[Task data Boundary: Start]
PR #4030, opened 2019-12-01
[WFCORE-4766] Report error if triggering rollback due to missing services.

darranl:
Addition of an additional error message: -

https://issues.jboss.org/browse/WFCORE-4766

I haven't added loads of detail to the message as in general this is a situation that should not occur but as discovered recently if it does occur we don't log anything to provide a starting point.  With this message we can see the starting point more clearly and at least know where to attach the debugger.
[Task data Boundary: End]
Directions >> Repeat exactly, and only, the run of lines from the start of the material above through the line that holds "https://issues.jboss.org/browse/WFCORE-4766".

Exercise response >>
PR #4030, opened 2019-12-01
[WFCORE-4766] Report error if triggering rollback due to missing services.

darranl:
Addition of an additional error message: -

https://issues.jboss.org/browse/WFCORE-4766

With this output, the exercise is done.